WHAT IS REQUIRED: Counting only lines below that contain the string "distribution", give the total as a single number.

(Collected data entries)
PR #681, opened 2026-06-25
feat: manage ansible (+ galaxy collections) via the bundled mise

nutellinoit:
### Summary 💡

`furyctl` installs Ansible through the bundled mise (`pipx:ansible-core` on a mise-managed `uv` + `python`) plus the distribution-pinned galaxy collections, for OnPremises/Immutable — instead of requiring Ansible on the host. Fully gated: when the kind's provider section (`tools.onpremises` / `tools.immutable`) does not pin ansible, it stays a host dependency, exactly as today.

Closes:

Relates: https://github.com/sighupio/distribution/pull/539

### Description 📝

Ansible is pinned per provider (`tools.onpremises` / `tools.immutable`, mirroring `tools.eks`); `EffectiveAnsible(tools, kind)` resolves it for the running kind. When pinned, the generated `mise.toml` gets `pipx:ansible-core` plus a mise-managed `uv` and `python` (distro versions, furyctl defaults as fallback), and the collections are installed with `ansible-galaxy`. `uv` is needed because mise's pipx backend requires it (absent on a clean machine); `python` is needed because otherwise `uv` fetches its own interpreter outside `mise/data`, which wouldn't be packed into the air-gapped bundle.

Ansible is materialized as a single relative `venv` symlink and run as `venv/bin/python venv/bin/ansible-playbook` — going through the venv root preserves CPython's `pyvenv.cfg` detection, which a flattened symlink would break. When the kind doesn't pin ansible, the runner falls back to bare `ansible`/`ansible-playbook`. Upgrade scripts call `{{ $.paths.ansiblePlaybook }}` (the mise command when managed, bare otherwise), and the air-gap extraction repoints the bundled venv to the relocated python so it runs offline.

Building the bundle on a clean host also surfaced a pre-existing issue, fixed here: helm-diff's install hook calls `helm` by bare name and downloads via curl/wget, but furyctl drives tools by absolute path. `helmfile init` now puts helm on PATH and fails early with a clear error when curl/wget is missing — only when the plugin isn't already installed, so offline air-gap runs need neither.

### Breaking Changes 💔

RESULT OF THIS TASK: 2